--- DATA ---

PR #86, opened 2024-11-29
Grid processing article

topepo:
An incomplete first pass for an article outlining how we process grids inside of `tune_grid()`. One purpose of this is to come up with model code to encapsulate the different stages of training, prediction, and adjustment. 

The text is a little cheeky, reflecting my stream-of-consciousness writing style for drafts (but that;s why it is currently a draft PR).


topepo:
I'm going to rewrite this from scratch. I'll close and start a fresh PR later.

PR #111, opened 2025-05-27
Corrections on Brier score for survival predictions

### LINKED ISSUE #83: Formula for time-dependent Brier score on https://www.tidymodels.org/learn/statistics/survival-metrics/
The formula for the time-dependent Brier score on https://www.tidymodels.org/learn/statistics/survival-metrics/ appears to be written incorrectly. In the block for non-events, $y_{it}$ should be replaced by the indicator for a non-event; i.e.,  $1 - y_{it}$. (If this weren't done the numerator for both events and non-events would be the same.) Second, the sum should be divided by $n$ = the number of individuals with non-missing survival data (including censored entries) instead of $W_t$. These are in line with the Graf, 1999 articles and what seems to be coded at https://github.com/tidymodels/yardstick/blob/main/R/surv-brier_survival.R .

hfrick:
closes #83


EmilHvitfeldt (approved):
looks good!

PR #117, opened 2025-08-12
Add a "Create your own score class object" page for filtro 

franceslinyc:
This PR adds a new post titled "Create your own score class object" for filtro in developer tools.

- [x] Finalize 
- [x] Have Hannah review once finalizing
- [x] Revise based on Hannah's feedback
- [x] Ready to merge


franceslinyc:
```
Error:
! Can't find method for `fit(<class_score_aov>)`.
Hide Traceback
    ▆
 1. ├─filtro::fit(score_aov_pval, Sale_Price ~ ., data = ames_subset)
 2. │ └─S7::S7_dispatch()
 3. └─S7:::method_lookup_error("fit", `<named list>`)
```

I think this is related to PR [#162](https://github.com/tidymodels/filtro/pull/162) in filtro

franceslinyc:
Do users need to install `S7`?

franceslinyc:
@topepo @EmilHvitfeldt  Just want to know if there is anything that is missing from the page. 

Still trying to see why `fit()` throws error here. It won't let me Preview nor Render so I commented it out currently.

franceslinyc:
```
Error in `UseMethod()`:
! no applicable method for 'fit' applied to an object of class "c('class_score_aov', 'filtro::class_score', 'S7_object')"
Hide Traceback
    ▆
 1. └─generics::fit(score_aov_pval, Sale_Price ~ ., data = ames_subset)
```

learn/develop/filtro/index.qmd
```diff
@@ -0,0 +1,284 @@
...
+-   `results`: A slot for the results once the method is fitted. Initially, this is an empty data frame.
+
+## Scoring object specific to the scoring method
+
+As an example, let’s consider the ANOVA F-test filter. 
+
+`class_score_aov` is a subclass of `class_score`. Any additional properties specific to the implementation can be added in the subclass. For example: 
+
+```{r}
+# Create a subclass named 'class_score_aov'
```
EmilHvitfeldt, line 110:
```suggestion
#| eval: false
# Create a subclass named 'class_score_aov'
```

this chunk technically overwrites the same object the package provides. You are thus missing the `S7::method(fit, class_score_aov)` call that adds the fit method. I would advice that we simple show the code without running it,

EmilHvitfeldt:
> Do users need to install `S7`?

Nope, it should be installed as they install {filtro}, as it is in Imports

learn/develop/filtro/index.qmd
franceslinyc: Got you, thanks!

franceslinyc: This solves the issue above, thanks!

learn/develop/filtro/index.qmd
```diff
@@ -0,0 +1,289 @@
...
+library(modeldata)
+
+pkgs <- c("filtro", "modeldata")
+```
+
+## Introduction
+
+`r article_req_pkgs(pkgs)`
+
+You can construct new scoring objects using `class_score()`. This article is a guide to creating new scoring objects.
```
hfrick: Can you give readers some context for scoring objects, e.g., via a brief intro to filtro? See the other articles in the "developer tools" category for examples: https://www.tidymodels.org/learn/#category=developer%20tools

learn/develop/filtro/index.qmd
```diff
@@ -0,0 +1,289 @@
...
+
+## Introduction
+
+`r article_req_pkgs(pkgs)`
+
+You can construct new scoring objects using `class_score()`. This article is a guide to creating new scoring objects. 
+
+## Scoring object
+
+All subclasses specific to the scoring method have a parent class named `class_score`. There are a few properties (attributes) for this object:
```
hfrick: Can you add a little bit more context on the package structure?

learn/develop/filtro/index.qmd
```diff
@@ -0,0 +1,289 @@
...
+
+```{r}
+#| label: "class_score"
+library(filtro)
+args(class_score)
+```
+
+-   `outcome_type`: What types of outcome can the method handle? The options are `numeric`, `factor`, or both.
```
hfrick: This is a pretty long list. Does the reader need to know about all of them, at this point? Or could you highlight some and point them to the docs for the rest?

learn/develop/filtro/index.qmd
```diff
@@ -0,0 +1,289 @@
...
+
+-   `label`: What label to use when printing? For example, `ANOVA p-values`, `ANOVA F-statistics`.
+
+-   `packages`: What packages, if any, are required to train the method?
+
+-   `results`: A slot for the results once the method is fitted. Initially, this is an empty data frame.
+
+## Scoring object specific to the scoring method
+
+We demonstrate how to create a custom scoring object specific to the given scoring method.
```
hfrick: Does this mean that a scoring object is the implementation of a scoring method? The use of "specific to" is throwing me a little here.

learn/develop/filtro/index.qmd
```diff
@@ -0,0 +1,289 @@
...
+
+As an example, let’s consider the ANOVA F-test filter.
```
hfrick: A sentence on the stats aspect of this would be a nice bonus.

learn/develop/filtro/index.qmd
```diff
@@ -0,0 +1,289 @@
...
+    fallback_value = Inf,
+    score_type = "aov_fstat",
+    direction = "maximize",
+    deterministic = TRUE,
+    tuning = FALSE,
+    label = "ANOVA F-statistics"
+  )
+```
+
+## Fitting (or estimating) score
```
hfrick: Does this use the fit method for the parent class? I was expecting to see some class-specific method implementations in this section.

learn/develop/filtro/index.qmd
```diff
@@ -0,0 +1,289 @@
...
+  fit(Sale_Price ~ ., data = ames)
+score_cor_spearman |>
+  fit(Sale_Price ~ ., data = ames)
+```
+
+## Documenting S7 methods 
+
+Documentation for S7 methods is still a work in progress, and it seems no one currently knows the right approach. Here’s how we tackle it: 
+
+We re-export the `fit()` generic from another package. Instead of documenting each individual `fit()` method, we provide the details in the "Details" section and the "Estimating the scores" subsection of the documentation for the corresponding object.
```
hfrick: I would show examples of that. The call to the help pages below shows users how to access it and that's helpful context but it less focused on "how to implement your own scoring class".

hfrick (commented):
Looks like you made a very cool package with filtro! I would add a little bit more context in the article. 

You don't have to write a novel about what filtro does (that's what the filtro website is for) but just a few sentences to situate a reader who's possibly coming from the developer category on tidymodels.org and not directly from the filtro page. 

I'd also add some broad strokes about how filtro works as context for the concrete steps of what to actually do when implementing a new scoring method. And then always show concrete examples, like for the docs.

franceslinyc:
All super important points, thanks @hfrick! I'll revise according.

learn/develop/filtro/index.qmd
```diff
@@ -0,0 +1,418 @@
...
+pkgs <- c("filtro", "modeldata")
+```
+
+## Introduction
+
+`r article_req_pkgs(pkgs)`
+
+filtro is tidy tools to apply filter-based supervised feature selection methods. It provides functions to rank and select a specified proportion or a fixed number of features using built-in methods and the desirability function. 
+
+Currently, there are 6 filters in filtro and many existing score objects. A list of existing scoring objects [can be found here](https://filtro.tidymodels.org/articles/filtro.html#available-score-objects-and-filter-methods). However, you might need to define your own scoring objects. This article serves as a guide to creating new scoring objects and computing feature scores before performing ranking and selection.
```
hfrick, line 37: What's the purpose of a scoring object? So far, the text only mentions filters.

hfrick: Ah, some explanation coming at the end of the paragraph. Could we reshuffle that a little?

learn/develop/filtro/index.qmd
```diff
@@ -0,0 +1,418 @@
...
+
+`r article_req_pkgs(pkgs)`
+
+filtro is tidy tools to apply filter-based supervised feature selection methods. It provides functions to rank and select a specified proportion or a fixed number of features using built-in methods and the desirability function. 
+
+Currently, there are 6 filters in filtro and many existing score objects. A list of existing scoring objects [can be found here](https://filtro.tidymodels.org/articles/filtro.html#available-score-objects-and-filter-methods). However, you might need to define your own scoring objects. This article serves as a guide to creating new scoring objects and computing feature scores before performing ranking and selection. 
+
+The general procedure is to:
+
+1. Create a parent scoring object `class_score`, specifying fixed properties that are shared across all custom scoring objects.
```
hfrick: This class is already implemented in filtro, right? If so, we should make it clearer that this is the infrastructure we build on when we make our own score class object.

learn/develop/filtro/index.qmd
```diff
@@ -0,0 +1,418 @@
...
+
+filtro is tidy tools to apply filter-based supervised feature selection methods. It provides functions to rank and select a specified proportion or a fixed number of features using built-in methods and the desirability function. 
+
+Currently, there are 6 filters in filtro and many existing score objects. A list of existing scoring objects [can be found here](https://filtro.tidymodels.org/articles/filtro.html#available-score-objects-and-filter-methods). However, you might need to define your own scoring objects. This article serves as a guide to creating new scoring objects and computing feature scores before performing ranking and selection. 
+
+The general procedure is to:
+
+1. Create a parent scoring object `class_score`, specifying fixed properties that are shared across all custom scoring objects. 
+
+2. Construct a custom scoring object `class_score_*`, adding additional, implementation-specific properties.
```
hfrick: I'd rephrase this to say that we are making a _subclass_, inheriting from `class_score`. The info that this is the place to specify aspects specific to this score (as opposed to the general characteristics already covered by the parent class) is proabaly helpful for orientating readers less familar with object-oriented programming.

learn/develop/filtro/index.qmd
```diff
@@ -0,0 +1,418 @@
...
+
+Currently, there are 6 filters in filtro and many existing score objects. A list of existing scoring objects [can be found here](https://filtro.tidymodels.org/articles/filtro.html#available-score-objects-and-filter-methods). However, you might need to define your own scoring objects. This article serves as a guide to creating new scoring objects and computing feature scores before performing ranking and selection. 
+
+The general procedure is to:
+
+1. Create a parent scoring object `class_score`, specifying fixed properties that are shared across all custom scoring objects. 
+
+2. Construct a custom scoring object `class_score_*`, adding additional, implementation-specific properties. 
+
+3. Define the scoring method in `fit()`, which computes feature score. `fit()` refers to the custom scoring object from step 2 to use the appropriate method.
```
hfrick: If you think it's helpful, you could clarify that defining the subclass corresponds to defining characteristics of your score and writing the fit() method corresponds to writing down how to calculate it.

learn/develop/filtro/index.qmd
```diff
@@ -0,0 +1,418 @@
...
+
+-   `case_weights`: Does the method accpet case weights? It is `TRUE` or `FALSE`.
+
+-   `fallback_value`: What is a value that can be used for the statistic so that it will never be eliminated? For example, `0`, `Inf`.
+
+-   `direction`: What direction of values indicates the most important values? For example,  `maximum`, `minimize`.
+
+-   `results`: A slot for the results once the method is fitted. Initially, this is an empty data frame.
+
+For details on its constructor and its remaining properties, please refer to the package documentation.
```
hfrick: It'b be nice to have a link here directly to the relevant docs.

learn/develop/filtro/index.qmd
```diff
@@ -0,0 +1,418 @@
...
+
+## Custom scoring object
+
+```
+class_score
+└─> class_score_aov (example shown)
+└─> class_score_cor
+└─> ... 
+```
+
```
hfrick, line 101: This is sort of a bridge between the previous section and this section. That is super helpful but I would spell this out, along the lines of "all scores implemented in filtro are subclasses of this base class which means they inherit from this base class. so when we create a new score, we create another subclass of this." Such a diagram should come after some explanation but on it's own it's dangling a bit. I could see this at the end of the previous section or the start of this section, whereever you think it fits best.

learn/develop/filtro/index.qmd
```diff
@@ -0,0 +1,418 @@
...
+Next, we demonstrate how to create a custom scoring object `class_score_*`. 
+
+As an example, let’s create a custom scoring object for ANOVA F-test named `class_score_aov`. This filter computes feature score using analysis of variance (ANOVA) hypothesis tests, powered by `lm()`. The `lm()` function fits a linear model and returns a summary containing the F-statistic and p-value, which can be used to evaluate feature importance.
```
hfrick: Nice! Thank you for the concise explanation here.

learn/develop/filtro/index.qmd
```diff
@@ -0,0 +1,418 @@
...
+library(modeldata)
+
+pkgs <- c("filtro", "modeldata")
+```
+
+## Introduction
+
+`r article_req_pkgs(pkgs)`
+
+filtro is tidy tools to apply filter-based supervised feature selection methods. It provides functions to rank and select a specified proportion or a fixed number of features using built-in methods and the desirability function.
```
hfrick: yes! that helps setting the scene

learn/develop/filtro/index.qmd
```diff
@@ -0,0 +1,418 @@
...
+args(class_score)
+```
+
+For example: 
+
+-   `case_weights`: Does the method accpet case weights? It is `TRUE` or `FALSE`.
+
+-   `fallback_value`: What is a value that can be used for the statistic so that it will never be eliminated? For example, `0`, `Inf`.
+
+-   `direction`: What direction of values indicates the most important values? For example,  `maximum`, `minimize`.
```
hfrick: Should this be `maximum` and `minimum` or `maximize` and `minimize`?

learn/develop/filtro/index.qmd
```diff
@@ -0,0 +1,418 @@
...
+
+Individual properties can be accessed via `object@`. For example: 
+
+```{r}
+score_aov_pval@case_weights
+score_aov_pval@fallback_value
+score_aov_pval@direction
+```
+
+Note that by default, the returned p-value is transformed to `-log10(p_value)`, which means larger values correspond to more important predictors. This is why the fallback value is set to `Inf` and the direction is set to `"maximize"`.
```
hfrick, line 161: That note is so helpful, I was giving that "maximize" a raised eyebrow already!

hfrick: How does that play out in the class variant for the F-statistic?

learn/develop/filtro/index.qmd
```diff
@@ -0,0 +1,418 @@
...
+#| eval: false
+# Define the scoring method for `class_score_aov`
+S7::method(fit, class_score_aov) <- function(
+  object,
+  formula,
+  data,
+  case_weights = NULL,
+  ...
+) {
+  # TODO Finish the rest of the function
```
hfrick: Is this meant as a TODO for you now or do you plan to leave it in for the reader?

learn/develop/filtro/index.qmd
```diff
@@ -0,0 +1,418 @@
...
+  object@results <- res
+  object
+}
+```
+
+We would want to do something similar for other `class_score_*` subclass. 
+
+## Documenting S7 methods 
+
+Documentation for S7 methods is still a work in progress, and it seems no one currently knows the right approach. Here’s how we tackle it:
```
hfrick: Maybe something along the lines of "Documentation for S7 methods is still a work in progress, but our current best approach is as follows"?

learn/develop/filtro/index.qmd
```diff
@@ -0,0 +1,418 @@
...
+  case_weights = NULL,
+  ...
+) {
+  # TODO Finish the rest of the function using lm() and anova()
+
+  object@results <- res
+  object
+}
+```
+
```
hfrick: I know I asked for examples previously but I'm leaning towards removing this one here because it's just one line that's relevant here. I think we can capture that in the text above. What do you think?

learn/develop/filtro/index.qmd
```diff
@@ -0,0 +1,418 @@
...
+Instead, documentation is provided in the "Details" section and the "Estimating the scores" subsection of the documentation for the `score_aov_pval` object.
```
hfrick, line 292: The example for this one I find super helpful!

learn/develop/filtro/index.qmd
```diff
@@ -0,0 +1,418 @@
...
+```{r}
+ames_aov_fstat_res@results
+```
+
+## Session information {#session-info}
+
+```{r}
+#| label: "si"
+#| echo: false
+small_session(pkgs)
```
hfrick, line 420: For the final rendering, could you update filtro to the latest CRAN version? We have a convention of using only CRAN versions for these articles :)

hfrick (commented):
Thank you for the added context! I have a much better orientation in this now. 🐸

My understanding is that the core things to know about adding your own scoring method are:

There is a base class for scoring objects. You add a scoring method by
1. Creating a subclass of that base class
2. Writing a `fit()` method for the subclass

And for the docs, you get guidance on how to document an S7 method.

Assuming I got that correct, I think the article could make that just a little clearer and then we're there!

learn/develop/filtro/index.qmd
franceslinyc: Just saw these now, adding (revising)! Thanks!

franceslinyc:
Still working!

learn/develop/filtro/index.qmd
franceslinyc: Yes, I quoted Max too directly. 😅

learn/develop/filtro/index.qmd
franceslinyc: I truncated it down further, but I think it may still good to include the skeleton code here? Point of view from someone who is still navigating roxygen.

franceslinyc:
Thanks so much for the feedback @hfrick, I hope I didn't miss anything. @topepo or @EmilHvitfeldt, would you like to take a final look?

---

*WHAT THE TASK REQUIRES*. Reproduce verbatim the range of lines that opens the records and closes with the line containing "### LINKED ISSUE". Omit everything after it.

*EXERCISE SOLUTION*.
PR #86, opened 2024-11-29
Grid processing article

topepo:
An incomplete first pass for an article outlining how we process grids inside of `tune_grid()`. One purpose of this is to come up with model code to encapsulate the different stages of training, prediction, and adjustment. 

The text is a little cheeky, reflecting my stream-of-consciousness writing style for drafts (but that;s why it is currently a draft PR).


topepo:
I'm going to rewrite this from scratch. I'll close and start a fresh PR later.

PR #111, opened 2025-05-27
Corrections on Brier score for survival predictions

### LINKED ISSUE #83: Formula for time-dependent Brier score on https://www.tidymodels.org/learn/statistics/survival-metrics/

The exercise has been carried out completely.